I'm sorry to hear of the problems you've been having, and I'll do what I can to help.

PM sent.

chas


----------



## Rickyracer (Sep 28, 2006)

OK, I have to sit down and post an update to this situation, but I'm finding it difficult to stay off my bike long enough to do so I'll make it short...

All of the stories I heard and read about regarding LOOK's great customer service (prior to the purchase of my first LOOK) rang true last week. 
I had a problem.
LOOK initially faltered.
I brought it to their attention.
They fixed it. 

It turns out, Chas is a stand up guy. LOOK is a stand up company. :thumbsup: 

We all mess up, but it's the way you recover that tells the tale. 

I want to thank Chas for his attention and effort he puts forth on these forums. It's VERY comforting to know there is a representative that is willing to make things right. 

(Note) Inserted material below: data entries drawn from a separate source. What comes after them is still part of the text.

PR #2258, opened 2026-08-15
fix: MigrateLockReleasePoolLiquidity should allow callers to switch between direct ERC20.transfer and lockbox.deposit()

chris-de-leon-cll:
# Liquidity migration: `deposit()` by default, direct transfer as a break-glass

## What this adds

This change reintroduces the lockbox `deposit()` path for liquidity migrations, reversing the earlier switch to a plain `erc20.transfer` into the lockbox (`#2240`). It also makes the funding step selectable and, in doing so, sharpens the ownership/routing model of the whole migration flow.

### Two funding paths, selected per migration

`MigrateLockReleasePoolLiquidityInput` gains a `UsePlainTransfer` flag. The default (`false`) uses the lockbox's `deposit()`; setting it `true` keeps the pre-existing direct `transfer()` behaviour as a break-glass option.

- **Deposit path (default).** Emits the lockbox `Deposit` event. This event is what treasury / security reviewers want for monitoring and off-chain accounting, and it future-proofs the flow against lockbox implementations that run internal accounting logic on entry (a plain `transfer` would silently bypass that logic).
- **Transfer path (break-glass).** A plain `safeTransfer` of the ERC20 directly to the lockbox. Permissionless, silent, but requires no authorized-caller ceremony. Kept available so there is an escape hatch if `deposit()` is ever unavailable (e.g. a token whose `transferFrom` misbehaves).

The funding step for both unsiloed and siloed migrations (each silo's lockbox and the shared unsiloed lockbox) is routed through a single `appendFundingOps` helper that branches on the flag.

### `DepositProposalOnly` for the funding step

The migration funding step uses a dedicated `DepositProposalOnly` write (proposal-only, `NoCallersAllowed`) rather than the generic `Deposit` op. `deposit` moves funds via `safeTransferFrom` out of the timelock and must run **after** the batched `approve` in the same MCMS batch; routing it on "is the *deployer* an authorized caller?" (as the generic `Deposit` does) can emit it as an out-of-order EOA transaction the moment the executor happens to be on the lockbox's allowlist — exactly what the migration's sequential unit tests model (where the executor stands in for the deployer, as there is no real MCMS instance in those tests). Forcing the deposit into the proposal keeps it atomic with the approve. The generic `Deposit` op is left untouched because it has other callers (the hybrid CCTP path); the proposal-only guarantee is provided by a dedicated variant, mirroring `ApproveProposalOnly` and `ApplyAuthorizedCallerUpdatesProposalOnly`.

> Note on reviewer feedback: in the real MCMS flow the deployer is never an authorized caller, so the generic `Deposit` op routes to the proposal anyway and production is unaffected — the real-MCMS migration path (covered by the integration suite) exercises the same deposit-via-proposal behavior.

### The deployer handles permissions; the timelock handles funds

The migration is split along this line:

- **Authorize** — `applyAuthorizedCallerUpdates` uses the framework's `OnlyOwner` routing, so the caller is whatever currently owns the lockbox. This makes the step ownership-dependent and automatic: an **EOA write by the deployer** when the lockbox is still deployer-owned (the seed step in token expansion), or an **MCMS-batched write** when the lockbox is already timelock-owned (a cleanup step post-activation). No ownership transfer ceremony is required to run the migration.
- **Move funds** — `withdraw`, `approve`, and now `deposit` are all proposal-only (`NoCallersAllowed`), so they always execute through the timelock as part of the MCMS batch. The timelock is the one that pulled the liquidity out of the old pool, so it must be the one that puts it into the lockbox; the deployer should never touch the funds.

Making `deposit` proposal-only (rather than routing-based like the original `Deposit` write) is a deliberate hardening: the deployer never holds the withdrawn funds and must not execute the deposit during proposal construction. `OnlyOwner`-routed authorization combined with a routing-based `deposit` would have let the deployer run the deposit out-of-order relative to the batched approve.

### No authorized-caller cleanup

The deposit path adds the timelock as an authorized caller and intentionally leaves it there — there is no post-migration removal step. This is safe because the timelock is governance and, after activation, owns the lockbox anyway; leaving it on the allowlist introduces no new privilege. It also removes the `usedLockboxes` tracking that the old cleanup ceremony needed: since we never undo the authorization, there is nothing to track.

### Idempotent authorization across tranches

Liquidity migration is performed in tranches (a partial amount per run), so the authorize step is made fully idempotent: before appending `applyAuthorizedCallerUpdates`, the funding path reads the lockbox's current authorized callers and **only issues the update if the timelock is not already authorized**. The underlying contract is state-idempotent (an `EnumerableSet`), but re-issuing the op would add a redundant MCMS batch entry and emit a spurious `AuthorizedCallerAdded` event on every subsequent tranche. The check-and-skip avoids both, while still re-adding the timelock if an external owner ever removed it.

### The lockbox's `remoteChainSelector` is passed through

The migration predecessor's config is preserved per path: the actual remote chain selector for siloed lockboxes, and `0` for the unsiloed lockbox. The lockbox contract ignores this parameter (it is an interface requirement), so the value is not behavioral — it is kept for interface consistency and to leave room for future lockbox versions that might use it.

### The flag is deliberately asymmetric across the two surfaces

`UsePlainTransfer` is exposed only on the standalone `MigrateLockReleasePoolLiquidity` changeset (`LockReleasePoolMigration.UsePlainTransfer`) — the intended surface for a liquidity migration / drain operation. It is intentionally **not** plumbed through the token-expansion seed flow (`TokenExpansion` → seed), which stays deposit-only and offers no direct-transfer override. The asymmetry is deliberate: the recommended path is uniformly enforced on the automated expansion tooling, while the escape hatch is reserved for the explicit, standalone operator who opts into it.

## Reverse-propagation for incremental (batched) migrations

This change also fixes the migration tooling's reverse-propagation so that an already-migrated, live pool's accept list is actually kept up to date when other nodes of a web migrate later — which is what makes **batched / sequential** migration of a fully-connected web (A, then B+C) correct.

### The problem it fixes

`autoMigrateRemoteChains` reverse-propagates a newly-migrated pool's address to each of its counterparts so the web stays connected. That worked for a counterpart that was a legacy v1 pool, but broke in the common batched case (two pools migrating in a single expansion run): one migrating chain's reverse-propagation would run the full configure sequence against a **same-batch peer's brand-new pool that had not gone live yet**, which **prematurely activated** that pool (registered/set the pool on its chain's registry). When that peer's own migration pass then ran, it saw itself as already the target pool and skipped auto-migration entirely — dropping its legacy remote config and its own reverse-propagation. The peer ended up disconnected, and the already-migrated pool never learned the new pool.

### Three coordinated changes

- **Skip reverse-propagation into a counterpart being migrated in the same batch.** A same-batch peer's not-yet-live pool is wired by that peer's own forward config; running the full configure sequence against it buys nothing and is what triggered the premature activation. Reverse-propagation now only reaches **non-migrating counterparts** (already-active v2 pools or legacy v1 pools) — exactly the places that need the new pool address added to stay reachable.
- **Reverse-propagation runs with extend semantics** (does not require `remoteChains` to enumerate every chain the destination's active pool supports). It adds a pool to an existing active pool, it does not replace the pool, so the upgrade-safety check that assumes a pool swap is not applicable.
- **Deterministic chain processing.** The expansion loop now iterates chains in sorted-selector order instead of relying on Go map iteration, removing order-dependent behavior from batched runs entirely.

### The intent

Reverse-propagation is only ever about *adding* the newly-migrated pool to a counterpart's accept list. It is deliberately kept minimal (no rate-limit/fee/ownership changes on the counterpart), and it deliberately avoids touching a peer that is itself being migrated in the same run — that peer's connectivity is its own forward config's job. The net effect is that every pool in a web ends up with a complete, consistent remote-pool list regardless of migration order or batching.


chains/evm/deployment/v2_0_0/operations/erc20_lock_box/erc20_lock_box_custom_operations.go
```diff
@@ -61,6 +61,29 @@ var Deposit = contract.NewWrite(contract.WriteParams[DepositArgs, *ERC20LockBoxC
 	},
 })
 
+// DepositProposalOnly is identical to Deposit but forces the operation into an MCMS proposal.
+var DepositProposalOnly = contract.NewWrite(contract.WriteParams[DepositArgs, *ERC20LockBoxContract]{
```
0xsuryansh, line 65: Do we need this ? Deployer key is never an authorised caller on the lockbox so the `Deposit` defined [above](https://github.com/smartcontractkit/chainlink-ccip/pull/2258/changes#diff-4bd8d14e2a43b28cad8955b5c8524caf2f5fbc53e14b4e253a5dbd2fb223d97fR36-R62) this one uses `IsAllowedCaller` and then it goes into the following block 


```
if allowed {
				// If the call has actually been sent, we need check the call error and confirm the transaction.
				_, confirmErr := deployment.ConfirmIfNoErrorWithABI(chain, tx, params.ContractABI, callErr)
				if confirmErr != nil {
					return WriteOutput{}, fmt.Errorf("failed to confirm %s tx against %s on %s with args %+v: %w", params.Name, input.Address, chain, input.Args, confirmErr)
				}
				execInfo = &ExecInfo{Hash: tx.Hash().Hex()}
				b.Logger.Debugw(fmt.Sprintf("Confirmed %s tx against %s on %s", params.Name, input.Address, chain), "hash", tx.Hash().Hex(), "args", input.Args)
			} else if callErr != nil {
				// If we didn't execute the transaction, but there was an error preparing it, return the error.
				return WriteOutput{}, fmt.Errorf("failed to prepare %s tx against %s on %s with args %+v: %w", params.Name, input.Address, chain, input.Args, callErr)
			} else {
				b.Logger.Debugw(fmt.Sprintf("Prepared %s tx against %s on %s", params.Name, input.Address, chain), "args", input.Args)
			}
```
where it prepares a transaction which is then added to proposal

chains/evm/deployment/v2_0_0/sequences/tokens/migrate_lock_release_pool_liquidity.go
```diff
@@ -513,6 +490,83 @@ func appendSetRebalancerAndWithdraw(
...
+			Spender: lockboxAddr,
+			Value:   amount,
+		},
+	})
+	if err != nil {
+		return nil, fmt.Errorf("failed to approve lockbox %s to spend tokens: %w", lockboxAddr, err)
+	}
+	ops = append(ops, approveReport.Output)
+
+	depositReport, err := cldf_ops.ExecuteOperation(b, lockbox_ops.DepositProposalOnly, evmChain, evm_contract.FunctionInput[lockbox_ops.DepositArgs]{
```
0xsuryansh: can directly use deposit

chains/evm/deployment/v2_0_0/sequences/tokens/migrate_lock_release_pool_liquidity.go
```diff
@@ -513,6 +490,83 @@ func appendSetRebalancerAndWithdraw(
...
+		}
+		return append(ops, transferReport.Output), nil
+	}
+
+	// Deposit path: make the timelock an authorized caller so it can deposit, approve the lockbox,
+	// then deposit via the lockbox's deposit() function (emits the Deposit event). The framework
+	// routes the authorize step automatically based on lockbox ownership: EOA when deployer-owned
+	// or MCMS-batched when timelock-owned. The timelock remains an authorized caller afterward;
+	// this is harmless since the timelock is governance and typically owns the lockbox.
+	addAuthReport, err := cldf_ops.ExecuteOperation(b, lockbox_ops.ApplyAuthorizedCallerUpdates, evmChain, evm_contract.FunctionInput[lockbox_ops.AuthorizedCallerArgs]{
```
0xsuryansh: Should be idempotent.. 
First use `GetAllAuthorizedCallers` and if not then apply this update

This is needed because liquidity migration is done in tranches not all at once
It's always good to check before an op. 


Note for later: Digressing a but from this, but we should sync with Product to see if we need to remove MCMS as an allowed caller to Lockbox post-migration. Since MCMS isn't always the liquidity rebalancer, external owners might not want it retaining control over Lockbox funds. This doesn't need to block the current PR, may / may not be part of the changeset, but it's worth addressing as a follow-up operational task.

chris-de-leon-cll: good call - fixed

chains/evm/deployment/v2_0_0/operations/erc20_lock_box/erc20_lock_box_custom_operations.go
chris-de-leon-cll: I tried using the plain `Deposit` operation initially, but this caused a bunch of unit test failures due to the way that it's configured

For context, liquidity migrations expect timelock and the deployer to be distinct accounts, but the unit test harness makes the deployer key a stand-in for timelock to avoid deploying MCMS, which causes issues

Let me see if I can find a way to update the unit tests to make things more true to reality

chris-de-leon-cll: I did some more digging and it turns out that this is going to be a heavier lift than what I initially thought - most of the unit test harness would need to be re-written so that we have a more realistic prod set up. Right now the "deployer key imitates timelock" pattern is used everywhere throughout the existing unit test and migrating away from it can be its own self-contained change. For now, let's keep this as-is since it's harmless + unblocks things, then open a follow-up PR to update the test.

tt-cll (approved):

athegaul (approved):

0xsuryansh (approved):

PR #2262, opened 2026-08-18
fix(commit): add important metrics labels, update runbooks [CCIP-13069]

makramkd:
For reviewers: feel free to ignore the dashboard changes (>2k lines changed/added). Runbook changes are to refer to the labels that were added (dest/source chain labels).

A lot of the existing metrics were missing a critical label, which was the destination chain ID or selector. In order to make sure we don't miss anything, I defined a couple of helpers in a new package `metricsutil`, DestChainAttrs and SourceChainAttrs, to include all the chain labels we may use, which are chain family, ID, name, and selector. These are applied to the commit PromReporter and the CCIP reader and config poller metrics implementations where appropriate.

This chain information is fetched from chain-selectors; we fall back gracefully to "unknown" in the event the chain is not known by the library. This is something we could end up having a dashboard panel for or even alert on it if we want to be really strict, since we've had issues in the past where a chain is enabled but chain-selectors is not up to date.

Dashboards and runbooks were updated with this in mind.


commit/metrics/legacy_prom.go
makramkd, line 1: Moved the prom metrics to a separate file because these are probably unused and should be deleted in a followup.

commit/metrics/prom.go
makramkd, line 1: Pretty much all the changes to this file are adding source/dest chain attributes to all the metrics in a uniform way.

pkg/reader/rcmetrics/rcmetrics.go
makramkd, line 1: Same here, adding the source/dest chain attributes using the metricsutil package above.

pkg/reader/config_poller_v2.go
```diff
@@ -410,19 +410,13 @@ func (c *configPollerV2) refreshAllKnownChains() {
...
 	refreshFailed := false
-	now := time.Now()
 	for _, chain := range chainsToRefresh {
 		ctx, cancel := context.WithTimeout(context.Background(), bgRefreshTimeout)
-		chainLabel := rcmetrics.ChainLabel(chain)
 		c.lggr.Debugw("Issuing background refresh for known chain",
 			logutil.FieldChain, chain, logutil.FieldDestChain, c.destChainSelector)
 		if err := c.batchRefreshChainAndSourceConfigs(ctx, chain); err != nil {
 			refreshFailed = true
-			c.metrics.RecordPollFailure(chainLabel)
```
makramkd, line 421: Moved poll failure/success metrics to the method that actually does the refreshing below.

RensR (approved):

AmrMohamedRezk (approved):

PR #2267, opened 2026-08-19
docs(runbooks): absence of metrics and effect on commit plugin health

makramkd:
Update the runbooks and the dashboard to reflect what the _absence_ of some critical metrics means, and where to look when an absence is witnessed.

More context in this comment re: the reverts: https://github.com/smartcontractkit/chainlink-ccip/pull/2267#issuecomment-5352091480


RensR (dismissed):

tt-cll (dismissed):

bukata-sa (dismissed):

makramkd:
I noticed after testing this out on staging that we actually mark contracts as discovered even though the discovery processor is constantly failing 😞 . This is a separate bug in the plugins; for now I'm going to remove this metric because it is misleading, and will just update the runbooks to say that an absence of a lot of important metrics probably means the plugin is _not_ healthy.

RensR (approved):

0xsuryansh (approved):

And last but not least, I can't tell you how important it was to have this resolved before the Labor Day weekend.

THANK YOU!


----------



## cbuchanan (Mar 6, 2006)

I absolutely love hearing stories of great customer service like this. 

Great to hear that it was taken care of. :thumbsup:


----------



## Ride-Fly (Mar 27, 2002)

Concur!!! Love hearing about great customer service. Love that LOOK has such exemplary CS. That is why I want a LOOK 585U or 595 in white. I really like the white 595 but still not biting on the ISP.


----------